Wir warten auf den Vaporetta. Ich frage Moni. „Was nehmen wir mit aus Rumänien?“

Rumänien ist sehr unterschiedlich, mit einer anderen Verbindung zur Tradition im Nordosten, Bekreuzigen, auch beim Vorbeigehen an Statuen, Ärmlichkeit, Rückständigkeit, schick durch das Dorf gehen, mit dem Fahrrad durch das Dorf cruisen, Pferdekutschen, Kühe an der Straße, Englisch wird auf der Straße nicht gesprochen, …

In Temeswar: frisch gebackenes Brot mit Mohn oder Sesam, westliche Kleidung, Verständigung auf Englisch, Verkehrsmittel mit Card-Ticket, …

Insgesamt gilt für Rumänien: viele verschiedenreligiöse Kirchen (römisch- katholisch, serbisch-orthodox, griechisch-orthodox, jüdisch), viele Menschen in und manchmal auch vor den Kirchen …

Mit dem Vaporetto fahren wir zur Serbischen Kathedrale und suchen die letzten verbleibenden Sehenswürdigkeiten auf. Unter anderem fehlt noch die Besteigung des temporären Baumturmes. Ich werde mich anstrengen und die Ängste durch Freude vertreiben. Ob das klappt? … Fast.

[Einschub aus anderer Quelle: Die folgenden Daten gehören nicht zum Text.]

Issue #832, opened 2021-09-01
Port the mobile version enchancements back to the native version


TerryCavanagh:
So, the mobile version has a number of enhancements that I'm very fond of, which aren't in the native version of the game. A list:

![image](https://user-images.githubusercontent.com/2874150/131651450-04910673-4937-486e-adcb-670669e382e4.png)
 - Nice, clear touch buttons in menus for big fingers, including a super big button to start the game

![image](https://user-images.githubusercontent.com/2874150/131651698-93dc78a8-4296-4281-a9cf-147239cbbc9f.png)
 - Little icons for player levels and a significantly nicer player level selection menu (these are hardcoded screenshots for the included levels, I'm not sure what the solution is for player levels in general but I'm open to ideas)

![image](https://user-images.githubusercontent.com/2874150/131651404-3f83d988-ea28-4624-9110-64bc2708291d.png)
 - A tutorial that explains how to use the touch screen controls (which should be skippable ideally)

![image](https://user-images.githubusercontent.com/2874150/131651674-ea9ab57e-41db-40fe-bd91-917f53cc72d2.png)
 - Selectable touch screen control schemes, (swipe and tap as default)

![image](https://user-images.githubusercontent.com/2874150/131651638-e6033774-77dd-4a10-8a14-51dfbfa72cb1.png)
 - This is a big one: a standalone build for Super Gravitron. I just forked the source to make this originally, but it could be a #define...

Eventually, it would be great to have new mobile versions, so re-implementing and updating these features is something I'd love to do! I have no estimate for when I might get around to that, but I figured I could at least write them up for now so that other people could see what I'm thinking.

AllyTally:
I actually recreated the super gravitron using the source (https://github.com/AllyTally/VVVVVV/tree/super-grav), however it hasn't been updated in a while... I might start from scratch next time I decide to work on it. It contains the new "about VVVVVV" menu option with images and all, plus two custom modes other than the normal super gravitron. It also uses a separate save file.

I was going to release it eventually, but started thinking of an editor I could make for it... stopping development rather quickly. Once #834 is made, I might try to port my changes to the latest commit.

leo60228:
For what it's worth, VVVVVV-CE had an Android port, as well as an iOS branch. iOS was only on a branch because SDL_mixer was very broken. iOS build systems are *terrible*, and audio only worked on the headphones (I found multiple reports of this over the years from searching). Hopefully that'll automatically be fixed with FAudio, though?

[...]

PR #907, opened 2022-11-13
Super Gravitron #define

AllyTally:
## Changes:

As requested in #832, this adds a define for Super Gravitron. Super Gravitron is a version of the mobile VVVVVV port, which only contains the Super Gravitron. This PR ports it to the native version. This doesn't do any changes to the options menu however, meaning you can still activate flip mode and stuff, however I don't think it's that big of a deal... (that is to say, I'm tired of working on this PR)

## Legal Stuff:

  for these changes


AllyTally:
Here's the graphics which would need to be added to the data.zip -- [graphics.zip](https://github.com/TerryCavanagh/VVVVVV/files/9998787/graphics.zip)

PR #909, opened 2022-11-21
Editor entity blocks

AllyTally:
## Changes:

Activity zones are pretty hardcoded, so this makes them data-driven instead, using the `edentity` system. This is, once again, laying foundation for the goal of reducing the split between custom levels and the main game.

Activity zones are ID 20, and rendered the same as script boxes. This adds `activitytext` and `activitycolour` properties to editor entities.

EDIT: This PR now has edentities for every block type. 21 are collision boxes, 22 are damage boxes, 23 are directional boxes and 24 are safe boxes.

## Legal Stuff:

  for these changes

### DIFF
--- a/desktop_version/src/CustomLevels.cpp
+++ b/desktop_version/src/CustomLevels.cpp
@@ -1214,6 +1214,15 @@ bool customlevelclass::load(std::string _path)
                 edEntityEl->QueryIntAttribute("p5", &entity.p5);
                 edEntityEl->QueryIntAttribute("p6", &entity.p6);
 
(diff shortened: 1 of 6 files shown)


AllyTally:
I've now added a `createblock` command, since I realized that activity zones should have the ability to be conditional -- and activity zones should be able to spawn themselves. The main game does both of these!

NyakoFox:
This PR has turned into a draft because in its current state, it is pretty flimsy (and `createblock` is far too technical). Will take another look at this some other time.

PR #910, opened 2022-11-21
Custom textbox colors

AllyTally:
## Changes:

Textbox colors are also hardcoded, this loads them from XML, this is a visual change.

```xml
  <TextboxColours>
      <colour r="170" g="47" b="88" name="test"></colour>
  </TextboxColours>
  ```

## Legal Stuff:

  for these changes

### DIFF
--- a/desktop_version/src/BlockV.cpp
+++ b/desktop_version/src/BlockV.cpp
@@ -2,6 +2,7 @@
 
 #include <SDL_stdinc.h>
 
+#include "CustomLevels.h"
 #include "Font.h"
 
 blockclass::blockclass(void)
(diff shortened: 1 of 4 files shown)

### CODE REVIEW

File: desktop_version/src/BlockV.cpp [hunk 1]
```diff
@@ -44,6 +46,15 @@ void blockclass::rectset(const int xi, const int yi, const int wi, const int hi)
 
 void blockclass::setblockcolour(const char* col)
 {
+#if !defined NO_CUSTOM_LEVELS
```
InfoTeddy, line 49:
```suggestion
#ifndef NO_CUSTOM_LEVELS
```

desktop_version/src/Script.cpp
```diff
@@ -415,6 +415,15 @@ void scriptclass::run(void)
             {
                 //oh boy
                 //first word is the colour.
+#if !defined NO_CUSTOM_LEVELS
```
InfoTeddy, line 418:
```suggestion
#ifndef NO_CUSTOM_LEVELS
```

InfoTeddy (changes requested):
This works in internal but not in simplified. It should probably work in simplified, too.

Also, style pass.

InfoTeddy (approved):
After discussing it on Discord, Ally and I agreed that it doesn't need to work in simplified because `orange`, `white`, and `transparent` are internal-only, and simplified scripting has other considerations for color (like squeak and position). Looks good to me!

PR #916, opened 2022-11-30
Allow 26 textbox lines

AllyTally:
## Changes:

For some reason, textboxes can only have 11 lines added before the line list gets cleared. This changes that behavior, allowing a total of 26 lines before *ignoring* extra lines added. 26 is the maximum amount of lines that the screen can display vertically without the textbox going off-screen. As far as I can tell, this is only visual, and doesn't affect any used glitches.

## Legal Stuff:

  for these changes

### DIFF
--- a/desktop_version/src/Script.cpp
+++ b/desktop_version/src/Script.cpp
@@ -520,9 +520,8 @@ void scriptclass::run(void)
                 textx = ss_toi(words[2]);
                 texty = ss_toi(words[3]);
 
-                // If words[4] ends with L, set large to true.
-                textlarge = (words[4].size() > 0 && words[4][words[4].size() - 1] == 'l');
-                int lines = ss_toi(words[4].substr(0, words[4].size() - (textlarge ? 1 : 0)));
+                textlarge = endsWith(words[4].c_str(), "l") || endsWith(words[4].c_str(), "L");
+                int lines = ss_toi(words[4]);
 
                 //Number of lines for the textbox!
                 txt.clear();
@@ -3523,7 +3522,7 @@ bool scriptclass::loadcustom(const std::string& t)
                     add("text(blue,0,0,"+words[1]+")");
                 break;
             }
-            int ti = ss_toi(words[1].c_str());
+            int ti = ss_toi(words[1]);
             int nti = ti >= 0 ? ti : 1;
             for (int ti2 = 0; ti2 < nti; ti2++)
             {
--- a/desktop_version/src/Script.cpp
+++ b/desktop_version/src/Script.cpp
@@ -48,6 +48,7 @@ scriptclass::scriptclass(void)
     textpad_right = 0;
     textpadtowidth = 0;
     textcase = 1;
+    textlarge = false;
 }
 
 void scriptclass::clearcustom(void)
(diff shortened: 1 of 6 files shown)


InfoTeddy (changes requested):
As discussed in the VVVVVV Discord, some levels depend on the 11-line limit to create a 0-line text box by creating a text box with 12 lines, so I want a way to not break them and force them to update their scripts. The least intrusive way to do this would be to add a postfix `L` to the argument (similar to how in C/C++, postfixing `L` to an `int` literal makes it a `long`) that signals if the text box should be bumped up to this new limit or not.

InfoTeddy (commented):
Once you squash and rebase I'll merge this.

desktop_version/src/Script.cpp
```diff
@@ -519,9 +520,13 @@ void scriptclass::run(void)
                 textx = ss_toi(words[2]);
                 texty = ss_toi(words[3]);
 
+                // If words[4] ends with L, set large to true.
+                textlarge = (words[4].size() > 0 && words[4][words[4].size() - 1] == 'l');
+                int lines = ss_toi(words[4].substr(0, words[4].size() - (textlarge ? 1 : 0)));
```
InfoTeddy, line 525: You don't need to do any complicated `substr` stuff because `ss_toi` will take in every numeric character until it encounters one that isn't a numeral. Though I agree with keeping it out of the for-loop conditional so it doesn't get evaluated on every iteration.
```suggestion
                int lines = ss_toi(words[4]);
```

desktop_version/src/Script.cpp
```diff
@@ -519,9 +520,13 @@ void scriptclass::run(void)
                 textx = ss_toi(words[2]);
                 texty = ss_toi(words[3]);
 
+                // If words[4] ends with L, set large to true.
+                textlarge = (words[4].size() > 0 && words[4][words[4].size() - 1] == 'l');
```
InfoTeddy, line 524: Use `endsWith`. Then the code becomes self-documenting and the comment is unnecessary.

Also, check for `L` too, just in case someone does `text,,,,26L`, which wouldn't lowercase the last argument due to not ending with an argument separator (this doesn't happen with `say,26L` because the simplified parser passes the argument through with an ending argument separator).
```suggestion
                textlarge = endsWith(words[4].c_str(), "l") || endsWith(words[4].c_str(), "L");
```

desktop_version/src/Script.cpp
```diff
@@ -3514,11 +3523,13 @@ bool scriptclass::loadcustom(const std::string& t)
                     add("text(blue,0,0,"+words[1]+")");
                 break;
             }
-            int ti=help.Int(words[1].c_str());
-            int nti = ti>=0 ? ti : 1;
-            for(int ti2=0; ti2<nti; ti2++){
+            int ti = ss_toi(words[1].c_str());
```
InfoTeddy, line 3526: `ss_toi` takes in a `const std::string&`, not a `const char*`.
```suggestion
            int ti = ss_toi(words[1]);
```

InfoTeddy (changes requested):
Will merge after these are fixed.

InfoTeddy (approved):
Thanks!

PR #917, opened 2022-12-06
Add state locking

### LINKED ISSUE #448: The animation to teleport back to the Ship using the post-game map menu SHIP option can be interrupted
Since the animation to teleport back to the Ship uses the state machine, anything that sets the gamestate can interrupt it. This includes falling onto a teleporter, as that sets the gamestate to 2000, or even falling into another room, as in non-finalmode and non-custommode the gamestate is set to 0 whenever you do a screen transition (if you've never done the Comms Relay cutscene).

Potentially, there are also script boxes that the player could move into after activating the animation and interrupt the animation that way, too, but this seems hard to pull off without also triggering a screen transition that would've interrupted the animation anyways.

Timisoara – Serbische Kirche
Timisoara – Blick auf den begrünten temporären Turm
Timisora – Blick vom begrünten temporären Turm

Es wird spürbar wärmer. Daher besuchen wir nach dem korenischen Mittagessen zum Ausruhen wieder den Innenhof der temporären Sculptura-Ausstellung der ehemaligen Militärschule und die klimatisierten Räume des Kunstmuseums.

Timisoara – Kunstgalerie – Foto vom Aufstand 1989
Timisoara – Kunstgalerie

Mit dem Vaporetto geht es dann am späten Nachmittag zurück. Belgrad müssen wir noch vorbereiten.